Based on our previous findings, combine with the data refinery in public repository centers, we identified 3 proteins which play critical roles in the development of DKD, including Serum Amyloid A-1 (SSA1), matrix metalloproteinase-7 (MMP-7), and Tenascin C (TNC). We designed a standard cohort study by dividing the trial into 3 phases: training, testing, and validation phase. In the training phase, we enrolled 202 candidates including DKD or T2D or healthy adults from a single medical center. In the testing phase, we enrolled 680 patients at different stages of DKD or healthy adults from the same medical center. Serum SAA1, MMP-7, and TNC, urinary MMP-7 and TNC were measured. Two machine learning models, linear discriminant analysis (LDA) and support-vector machines (SVM), were applied in this study. The external validation is now pending.

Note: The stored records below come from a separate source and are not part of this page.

PR #10075, opened 2022-02-04
Issue 10057: Validate date parameters

### LINKED ISSUE #10057: `GregorianDate` constructor does not properly handle values
I found this issue while trying to convert a `GregorianDate` into a `JulianDate`. The [`GregorianDate` constructor](https://github.com/CesiumGS/cesium/blob/48c8abaca6257b568edc8c992ede5f2c487cdd38/Source/Core/GregorianDate.js) simply takes the parameters and puts them in `GregorianDate`'s respective fields, without actually validating them. For instance, the `hour` value should be in the range [0, 23], but nothing in the constructor actually enforces this.

Additionally, the [`GregorianDate` documentation](https://cesium.com/learn/cesiumjs/ref-doc/GregorianDate.html) says that all parameters can be optional. This seems strange -- what is the expected outcome of saying `var date = new GregorianDate()` ? It may make sense for some of these fields to be optional, like `second` and `millisecond`, but there is nothing in the constructor that provides a default value. This becomes problematic if I'm writing code along these lines:

```
var gregorianDate = new Cesium.GregorianDate(2022, 2, 1, 12, 0, 0);
var julianDate = new Cesium.JulianDate.fromGregorianDate(gregorianDate);
```

`JulianDate` expects the `GregorianDate` to have valid values. However, I didn't specify the `millisecond` value of the `GregorianDate`, so that is undefined. Thus, when `JulianDate` tries to perform this conversion, it results in a `NaN`.

SubhajitS:
Fixes #10057 

Following are the use cases covered:
- Validate inclusive range for year (0001 to 9999)
- Validate inclusive range for month (1 to 12)
- Validate inclusive range for month (1 to 28/29/30/31 depending on month & year)
- Validate inclusive range for hour (0 to 23)
- Validate inclusive range for minute (0 to 59)
- Validate inclusive range for second (1 to 59/60 depending on isLeapSecond)

### DIFF
--- a/CHANGES.md
+++ b/CHANGES.md
@@ -13,6 +13,7 @@
 ##### Fixes :wrench:
 
 - Fixed a bug where updating `ModelExperimental`'s model matrix would not update its bounding sphere. [#10078](https://github.com/CesiumGS/cesium/pull/10078)
+- Fixed a bug where `GregorianDate` constructor would not validate the input parameters for valid date. Also default date is set as 0001-01-01 00:00:00:0000. [#10075](https://github.com/CesiumGS/cesium/pull/10075)
 
 ### 1.90 - 2022-02-01
 
--- a/CHANGES.md
+++ b/CHANGES.md
@@ -13,7 +13,7 @@
 ##### Fixes :wrench:
 
 - Fixed a bug where updating `ModelExperimental`'s model matrix would not update its bounding sphere. [#10078](https://github.com/CesiumGS/cesium/pull/10078)
-- Fixed a bug where `GregorianDate` constructor would not validate the input parameters for valid date. Also default date is set as 0001-01-01 00:00:00:0000. [#10075](https://github.com/CesiumGS/cesium/pull/10075)
+- Fixed a bug where `GregorianDate` constructor would not validate the input parameters for valid date. [#10075](https://github.com/CesiumGS/cesium/pull/10075)
 
 ### 1.90 - 2022-02-01
 
--- a/Source/Core/GregorianDate.js
+++ b/Source/Core/GregorianDate.js
@@ -1,3 +1,7 @@
+import defaultValue from "./defaultValue.js";
+import DeveloperError from "./DeveloperError.js";
+import isLeapYear from "./isLeapYear.js";
+
 /**
  * Represents a Gregorian date in a more precise format than the JavaScript Date object.
  * In addition to submillisecond precision, this object can also represent leap seconds.
@@ -25,21 +29,21 @@ function GregorianDate(
   millisecond,
   isLeapSecond
 ) {
-  const minYear = 1;
-  const minMonth = 1;
-  const minDay = 1;
-  const minHour = 0;
-  const minMinute = 0;
-  const minSecond = 0;
-  const minMillisecond = 0;
+  const minimumYear = 1;
+  const minimumMonth = 1;
+  const minimumDay = 1;
+  const minimumHour = 0;
+  const minimumMinute = 0;
+  const minimumSecond = 0;
+  const minimumMillisecond = 0;
 
-  if (!year) year = minYear;
-  if (!month) month = minMonth;
-  if (!day) day = minDay;
-  if (!hour) hour = minHour;
-  if (!minute) minute = minMinute;
-  if (!second) second = minSecond;
-  if (!millisecond) millisecond = minMillisecond;
+  year = defaultValue(year, minimumYear);
+  month = defaultValue(month, minimumMonth);
+  day = defaultValue(day, minimumDay);
+  hour = defaultValue(hour, minimumHour);
+  minute = defaultValue(minute, minimumMinute);
+  second = defaultValue(second, minimumSecond);
+  millisecond = defaultValue(millisecond, minimumMillisecond);
   validateRange();
   validateDate();
 
@@ -85,13 +89,13 @@ function GregorianDate(
   this.isLeapSecond = isLeapSecond;
 
   function validateRange() {
-    const maxYear = 9999;
-    const maxMonth = 12;
-    const maxDay = 31;
-    const maxHour = 23;
-    const maxMinute = 59;
-    const maxSecond = 59;
-    const excludedMaxMilisecond = 1000;
+    const maximumYear = 9999;
+    const maximumMonth = 12;
+    const maximumDay = 31;
+    const maximumHour = 23;
+    const maximumMinute = 59;
+    const maximumSecond = 59;
+    const excludedMaximumMilisecond = 1000;
 
     if (
       isNaN(year) ||
@@ -102,44 +106,48 @@ function GregorianDate(
       isNaN(second) ||
       isNaN(millisecond)
     )
-      throw "Invalid value passed in parameter";
+      throw new DeveloperError("Invalid value passed in parameter");
 
-    if (year < minYear || year > maxYear)
-      throw "Year parameter represent an invalid date";
-    if (month < minMonth || month > maxMonth)
-      throw "Month parameter represent an invalid date";
-    if (day < minDay || day > maxDay)
-      throw "Day parameter represent an invalid date";
-    if (hour < minHour || hour > maxHour)
-      throw "Hour parameter represent an invalid date";
-    if (minute < minMinute || minute > maxMinute)
-      throw "Combination of Minute and IsLeapSecond parameters represent an invalid date";
+    if (year < minimumYear || year > maximumYear)
+      throw new DeveloperError("Year parameter represent an invalid date");
+    if (month < minimumMonth || month > maximumMonth)
+      throw new DeveloperError("Month parameter represent an invalid date");
+    if (day < minimumDay || day > maximumDay)
+      throw new DeveloperError("Day parameter represent an invalid date");
+    if (hour < minimumHour || hour > maximumHour)
+      throw new DeveloperError("Hour parameter represent an invalid date");
+    if (minute < minimumMinute || minute > maximumMinute)
+      throw new DeveloperError(
+        "Combination of Minute and IsLeapSecond parameters represent an invalid date"
+      );
     if (
-      second < minSecond ||
-      (second > maxSecond && !isLeapSecond) ||
-      (second > maxSecond + 1 && isLeapSecond)
+      second < minimumSecond ||
+      (second > maximumSecond && !isLeapSecond) ||
+      (second > maximumSecond + 1 && isLeapSecond)
     )
-      throw "Second parameter represent an invalid date";
-    if (millisecond < minMillisecond || millisecond >= excludedMaxMilisecond)
-      throw "Millisecond parameter represent an invalid date";
+      throw new DeveloperError("Second parameter represent an invalid date");
+    if (
+      millisecond < minimumMillisecond ||
+      millisecond >= excludedMaximumMilisecond
+    )
+      throw new DeveloperError(
+        "Millisecond parameter represent an invalid date"
+      );
   }
 
   // Javascript date object supports only dates greater than 1901. Thus validating with custom logic
   function validateDate() {
-    const minNumberOfDaysInMonth = 28;
-    const monthsWith31Days = [1, 3, 5, 7, 8, 10, 12];
+    const minimumDaysInMonth = 28;
+    const daysInYear = [31, 28, 31, 30, 31, 30, 31, 31, 30, 31, 30, 31];
 
     if (
       month === 2 &&
-      ((year % 4 === 0 && day > minNumberOfDaysInMonth + 1) ||
-        (year % 4 !== 0 && day > minNumberOfDaysInMonth))
+      ((isLeapYear(year) && day > minimumDaysInMonth + 1) ||
+        (!isLeapYear(year) && day > minimumDaysInMonth))
     )
-      throw "Year, Month and Day represents invalid date";
-    else if (
-      monthsWith31Days.indexOf(month) === -1 &&
-      day > minNumberOfDaysInMonth + 2
-    )
-      throw "Month and Day represents invalid date";
+      throw new DeveloperError("Year, Month and Day represents invalid date");
+    else if (month !== 2 && day > daysInYear[month - 1])
+      throw new DeveloperError("Month and Day represents invalid date");
   }
 }
 export default GregorianDate;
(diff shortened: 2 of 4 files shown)


cesium-concierge:
Thank you so much for the pull request @SubhajitS! I noticed this is your first pull request and I wanted to say welcome to the Cesium community!

    * Please add yourself to the [contributors](https://github.com/SubhajitS/cesium/blob/issue-10057/CONTRIBUTORS.md) file!
* :x: Missing CLA.
* :grey_question: [CHANGES.md](https://github.com/CesiumGS/cesium/blob/issue-10057/CHANGES.md) was not updated.

- [ ] Cesium Viewer works.
- [ ] Works in 2D/CV.

SubhajitS:
- [x]  CLA is submitted
- [x] Added name in CONTRIBUTORS.md

ggetz (commented):
Thanks @SubhajitS for your first PR! Welcome!

I recommend you read through the [Cesium Coding Guide](https://github.com/CesiumGS/cesium/blob/main/Documentation/Contributors/CodingGuide/README.md), especially the section on default parameters and throwing exceptions. I left a few comments here where that applies. Keeping our coding style uniform helps us keep everything consistent between contributors and make things less prone to bugs.

I'd also ask that you write [unit tests](https://github.com/CesiumGS/cesium/tree/main/Documentation/Contributors/TestingGuide) to confirm your validation code.

Source/Core/GregorianDate.js
```diff
@@ -69,22 +70,57 @@ function GregorianDate(
...
       throw "Second parameter represent an invalid date";
-    if (millisecond < 0 || millisecond >= 1000)
+    if (millisecond < minMilisecond || millisecond >= excludedMaxMilisecond)
       throw "Millisecond parameter represent an invalid date";
   }
+
+  // Javascript date object supports only dates greater than 1901. Thus validating with custom logic
+  function validateDate() {
+    const minNumberOfDaysInMonth = 28;
+    const monthsWith31Days = [1, 3, 5, 7, 8, 10, 12];
```
j9liu, line 130: This may be nitpicky, but can we handle the amount of days in each month [the same way that `JulianDate.js` handles them](https://github.com/CesiumGS/cesium/blob/6bbf84b7d0bc734ff3c7678830fb19899675950d/Source/Core/JulianDate.js#L12)? You would still have to check for the Feburary leap year case, but I think this should simplify the rest of the code.

j9liu (commented):
@ggetz covered all of the important parts. I also added a few suggestions that would make this code more consistent with Cesium's. Can you also log this change in `CHANGES.md`?

SubhajitS:
@ggetz @j9liu  thanks a lot for your feedback. I will incorporate these and let you folks know.

Source/Core/GregorianDate.js
```diff
@@ -25,6 +25,24 @@ function GregorianDate(
...
+  const minMillisecond = 0;
+
+  if (!year) year = minYear;
+  if (!month) month = minMonth;
+  if (!day) day = minDay;
+  if (!hour) hour = minHour;
+  if (!minute) minute = minMinute;
+  if (!second) second = minSecond;
+  if (!millisecond) millisecond = minMillisecond;
+  validateRange();
```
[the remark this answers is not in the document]
SubhajitS: Hi @ggetz I have doubt about the pragmas. If we remove these validations during release then how do we handle the runtime error that may occur?

Source/Core/GregorianDate.js
```diff
@@ -65,5 +83,63 @@ function GregorianDate(
...
+    if (hour < minHour || hour > maxHour)
+      throw "Hour parameter represent an invalid date";
+    if (minute < minMinute || minute > maxMinute)
+      throw "Combination of Minute and IsLeapSecond parameters represent an invalid date";
+    if (
+      second < minSecond ||
+      (second > maxSecond && !isLeapSecond) ||
+      (second > maxSecond + 1 && isLeapSecond)
+    )
+      throw "Second parameter represent an invalid date";
```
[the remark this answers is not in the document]
SubhajitS: Removed throws from all but one places. Instead of custom range check used the Check.js.

Source/Core/GregorianDate.js
```diff
@@ -25,6 +25,24 @@ function GregorianDate(
...
 ) {
+  const minYear = 1;
+  const minMonth = 1;
+  const minDay = 1;
+  const minHour = 0;
+  const minMinute = 0;
+  const minSecond = 0;
+  const minMillisecond = 0;
+
+  if (!year) year = minYear;
```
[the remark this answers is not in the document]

Compared with the healthy adults, serum and urinary SAA1, MMP-7, and TNC were significantly increased at each stage of DKD in patients. However, if directly compared with the T2D patients without kidney disease, none of the above markers could individually serve as an early warning marker to alert the onset of kidney disease in the T2D patients. The diagnostic outcomes analyzed by SVM were shown via the receiver operating characteristic (ROC) for the direct comparison between the T2D and the DKD patients at early stage. In SVM model, combined serum SAA1, MMP-7, and TNC provided area under curve at 0.95 between the T2D and the DKD early stage patients. In addition, a combination of serum SAA1 and MMP-7 is able to more precisely distinguish the boundary between the early and advance stages of DKD.


Analysis using SVM model by combining SAA1, MMP-7, and TNC in serum is promising to predict the onset of kidney complication in T2D patients.